Stored data entries =>
- - - - -

PR #1373, opened 2020-06-01
add config for protocol and pattern

wangforthinker:

Add config for protocol and pattern when dfdaemon starts with config.

NONE.

### DIFF
--- a/cmd/dfdaemon/app/root.go
+++ b/cmd/dfdaemon/app/root.go
@@ -203,6 +203,10 @@ func getConfigFromViper(cmd *cobra.Command, v *viper.Viper) (*config.Properties,
 		cfg.DFRepo = filepath.Join(cfg.WorkHome, "dfdaemon/data/")
 	}
 
+	if cfg.Pattern == "" {
+		cfg.Pattern = "p2p"
+	}
+
 	return &cfg, cfg.Validate()
 }
 
--- a/dfdaemon/config/config.go
+++ b/dfdaemon/config/config.go
@@ -114,6 +114,10 @@ type Properties struct {
 	LocalIP    string          `yaml:"localIP" json:"localIP"`
 	PeerPort   int             `yaml:"peerPort" json:"peerPort"`
 	StreamMode bool            `yaml:"streamMode" json:"streamMode"`
+
+	ProtocolConf []ProtocolConfig `yaml:"protocolConf" json:"protocolConf"`
+	Pattern      string           `yaml:"pattern" json:"pattern"`
+	PatternConf  PatternConfig    `yaml:"patternConf" json:"patternConf"`
 }
 
 // Validate validates the config
@@ -412,4 +416,15 @@ func NewProxy(regx string, useHTTPS bool, direct bool, redirect string) (*Proxy,
 // Match checks if the given url matches the rule.
 func (r *Proxy) Match(url string) bool {
 	return r.Regx != nil && r.Regx.MatchString(url)
+}
+
+// ProtocolConfig is the config of url protocol.
+type ProtocolConfig struct {
+	Name string `yaml:"name" json:"name"`
+	// Opts defines the opts for protocol, such as tls config.
+	Opts map[string]string `yaml:"opts" json:"opts"`
+}
+
+type PatternConfig struct {
+	Opts map[string]string `yaml:"opts" json:"opts"`
 }
--- a/dfdaemon/downloader/downloader.go
+++ b/dfdaemon/downloader/downloader.go
@@ -18,7 +18,10 @@ package downloader
 
 import (
 	"context"
+	"fmt"
 	"io"
+
+	"github.com/dragonflyoss/Dragonfly/dfdaemon/config"
 )
 
 // Interface specifies on how an plugin can download a file.
@@ -37,3 +40,24 @@ type Stream interface {
 // Factory is a function that returns a new downloader.
 type Factory func() Interface
 type StreamFactory func() Stream
+
+type StreamFactoryBuilder func(patternConfig config.PatternConfig, c config.Properties) Stream
+
+var (
+	registerFactory = map[string]StreamFactoryBuilder{}
+)
+
+func Register(pattern string, builder StreamFactoryBuilder) {
+	registerFactory[pattern] = builder
+}
+
+func NewStreamFactory(pattern string, patternConfig config.PatternConfig, c config.Properties) StreamFactory {
+	builder, ok := registerFactory[pattern]
+	if !ok {
+		panic(fmt.Sprintf("pattern %s not registered", pattern))
+	}
+
+	return func() Stream {
+		return builder(patternConfig, c)
+	}
+}
--- a/dfdaemon/downloader/p2p/dfclient.go
+++ b/dfdaemon/downloader/p2p/dfclient.go
@@ -22,7 +22,14 @@ import (
 	"io"
 
 	"github.com/dragonflyoss/Dragonfly/dfdaemon/config"
+	"github.com/dragonflyoss/Dragonfly/dfdaemon/downloader"
 )
+
+func init() {
+	downloader.Register("p2p", func(patternConfig config.PatternConfig, c config.Properties) downloader.Stream {
+		return NewClient(c.DFGetConfig())
+	})
+}
 
 type Client struct {
 }
--- a/dfdaemon/proxy/proxy.go
+++ b/dfdaemon/proxy/proxy.go
@@ -31,7 +31,6 @@ import (
 	"github.com/dragonflyoss/Dragonfly/dfdaemon/config"
 	"github.com/dragonflyoss/Dragonfly/dfdaemon/downloader"
 	"github.com/dragonflyoss/Dragonfly/dfdaemon/downloader/dfget"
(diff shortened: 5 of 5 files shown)


lowzj:
@inoc603 PTAL

dfdaemon/config/config.go
```diff
@@ -413,3 +417,14 @@ func NewProxy(regx string, useHTTPS bool, direct bool, redirect string) (*Proxy,
 func (r *Proxy) Match(url string) bool {
 	return r.Regx != nil && r.Regx.MatchString(url)
 }
+
+// ProtocolConfig is the config of url protocol.
+type ProtocolConfig struct {
+	Name string `yaml:"name" json:"name"`
+	// Opts defines the opts for protocol, such as tls config.
+	Opts map[string]string `yaml:"opts" json:"opts"`
```
inoc603, line 425: If this config will be available for plugins, maybe we should use `map[string]interface{}` to allow more complicated configuration.

wangforthinker:
Add PatternMatcher to match url request to  choose pattern.  @inoc603 @lowzj PTAL.

dfdaemon/config/config.go
```diff
@@ -114,6 +114,11 @@ type Properties struct {
 	LocalIP    string          `yaml:"localIP" json:"localIP"`
 	PeerPort   int             `yaml:"peerPort" json:"peerPort"`
 	StreamMode bool            `yaml:"streamMode" json:"streamMode"`
+
+	ProtocolConf []ProtocolConfig `yaml:"protocolConf" json:"protocolConf"`
+	// Mode is the default pattern.
+	Mode        string          `yaml:"mode" json:"mode"`
+	PatternConf []PatternConfig `yaml:"patternConf" json:"patternConf"`
```
inoc603, line 121: It would be better if `PatternConf` and `PatternConfig` gets changed as well. I assume you want to say something like "dfddaemon 以 P2P 模式运行"，in that case `mode` is the appropriate word to use. `pattern` is confusing.

wangforthinker: Here, I want to express how to package some progresses such as download, upload, data encode/decode, schedule.  In this case, pattern will be more accurate expression.

dfdaemon/config/config.go
```diff
@@ -114,6 +114,11 @@ type Properties struct {
 	LocalIP    string          `yaml:"localIP" json:"localIP"`
 	PeerPort   int             `yaml:"peerPort" json:"peerPort"`
 	StreamMode bool            `yaml:"streamMode" json:"streamMode"`
+
+	ProtocolConf []ProtocolConfig `yaml:"protocolConf" json:"protocolConf"`
+	// DefaultPattern is the default pattern.
+	DefaultPattern string          `yaml:"defaultPattern" json:"defaultPattern"`
```
zhouhaibing089, line 120: `Defaultxxx` is odd to me. Default values are normally defined by the system itself.

This is a configuration definition, in another word, this is user facing. I'd suggest calling it as just `Pattern` or as @inoc603 mentioned `Mode`.

dfdaemon/config/config.go
```diff
@@ -413,3 +418,15 @@ func NewProxy(regx string, useHTTPS bool, direct bool, redirect string) (*Proxy,
...
+// ProtocolConfig is the config of url protocol.
+type ProtocolConfig struct {
+	Name string `yaml:"name" json:"name"`
+	// Opts defines the opts for protocol, such as tls config.
+	Opts map[string]interface{} `yaml:"opts" json:"opts"`
+}
+
+type PatternConfig struct {
+	Pattern string                 `yaml:"pattern" json:"pattern"`
+	Opts    map[string]interface{} `yaml:"opts" json:"opts"`
```
zhouhaibing089, line 431: `interface{}` inside a configuration is trouble-some. It is not easy to see what it is really.

If possible, this(the type) needs to be spelled out explicitly.

cmd/dfdaemon/app/root.go
```diff
@@ -203,6 +203,10 @@ func getConfigFromViper(cmd *cobra.Command, v *viper.Viper) (*config.Properties,
 		cfg.DFRepo = filepath.Join(cfg.WorkHome, "dfdaemon/data/")
 	}
 
+	if cfg.DefaultPattern == "" {
```
zhouhaibing089, line 206: It comes to me naturally this should be written in a different way:

```golang
const DefaultPattern = "p2p"

..
    if cfg.Pattern == "" {
        cfg.Pattern = DefaultPattern
    }
```

I'm uncertain we should call it `DefaultPattern` in the configuration type. Could we just call it `Patter` or whatever fit?

dfdaemon/config/config.go
```diff
@@ -114,6 +114,11 @@ type Properties struct {
 	LocalIP    string          `yaml:"localIP" json:"localIP"`
 	PeerPort   int             `yaml:"peerPort" json:"peerPort"`
 	StreamMode bool            `yaml:"streamMode" json:"streamMode"`
+
+	ProtocolConf []ProtocolConfig `yaml:"protocolConf" json:"protocolConf"`
+	// DefaultPattern is the default pattern.
+	DefaultPattern string          `yaml:"defaultPattern" json:"defaultPattern"`
+	PatternConf    []PatternConfig `yaml:"patternConf" json:"patternConf"`
```
zhouhaibing089, line 121: Instead of having a default pattern key as specified above, does it also make sense to just assuming the first one in this list is the default one?

dfdaemon/config/config.go
inoc603: Agreed. But it seems the content of this this configuration is determined by corresponding plugins, and we're not sure what the type would be. If this was json, I would recommend using `json.RawMessage`, but there's no yaml equivalent. I a plugin, we may need to `yaml.Marshal` first then `yaml.Unmarshal` again to unmarshal this field into the specific type.

dfdaemon/config/config.go
inoc603: If `PatternConfig` is meant to be used as general plugin configration, then at least a `pattern` should be categorized. For example, `cfg.DefaultPattern` clearly means `DefaultDownloadPattern`. And even so, I'm pretty sure `pattern` doesn't mean what you want it to mean. I'd rather call it `PluginConfig` to show that it configures some customizable part of the program.

inoc603: Maybe we should call it `DownloadMode` and `DownloadConf` just like `Protocol` ?

dfdaemon/config/config.go
inoc603: > Instead of having a default pattern key as specified above, does it also make sense to just assuming the first one in this list is the default one?

If we always take the first one as default, then you need to change the order of `PatternConf` to change the default, which is kind of wierd. `PatternConf` should mean "what is available". And `PatternConf` might also be empty for a minimal quick start configuration.

zhouhaibing089: Just thinking loud, the default value `p2p` as mentioned in setup functions, what happens if there is no entry for `p2p` here?

And also from an operation perspective, the way I need to pick a key from another part just makes it more error prone - typo, non-existent, etc.

And really, do we really need to provide a default one? If client doesn't spell out it explicitly, it should be reasonable to report a failure, no?

The default pattern, as far as I understand, is really a concern from client perspective.

dfdaemon/config/config.go
zhouhaibing089: I think maybe it's fair to say we can start with `map[string]string`.

inoc603: Or maybe something like this?

```go
type RawYAML yaml.MapSlice

func (msg RawYAML) Unmarshal(v interface{}) error {
        body, _ := yaml.Marshal(msg)
        return yaml.Unmarshal(body, v)
}
```

Then each plugin can have their own typed config:

```go
var customPluginConfig struct {
  // ...
}

config.Opts.Unmarshal(&customPluginConfig)
```

zhouhaibing089: Sounds good to me. Thanks for sharing this.

wangforthinker: Actually,  echo plugin could unmarshal `map[string]interface{}` into their own config. And json and yaml should be both supported in reading config, so we could not use type of json or yaml as field of opt. On this condition, `map[string]interface{}` may be a good  choice.

dfdaemon/config/config.go
wangforthinker: In our design, we provide two ways to choose pattern for one request. One is static selection, which is configuration from config file as  the default pattern; Another is dynamic way,  in which user could choose pattern by specify param in request, and by patternMatcher specific request will run in specific pattern.

dfdaemon/config/config.go
wangforthinker: Hm, DownloadMode and DownloadConf may be a good advice!

wangforthinker: @inoc603 PTAL

dfdaemon/config/config.go
wangforthinker: @inoc603 @zhouhaibing089  PTAL

cmd/dfdaemon/app/root.go
wangforthinker: Done.

inoc603:
@wangforthinker I think we need some unit tests for `PatternMatcher`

- - - - -

ASSIGNED TASK => Which lines of the records hold the string "dragonflyoss"? Copy each one.

EXPECTED ANSWER =>
+	"github.com/dragonflyoss/Dragonfly/dfdaemon/config"
 	"github.com/dragonflyoss/Dragonfly/dfdaemon/config"
+	"github.com/dragonflyoss/Dragonfly/dfdaemon/downloader"
 	"github.com/dragonflyoss/Dragonfly/dfdaemon/config"
 	"github.com/dragonflyoss/Dragonfly/dfdaemon/downloader"
 	"github.com/dragonflyoss/Dragonfly/dfdaemon/downloader/dfget"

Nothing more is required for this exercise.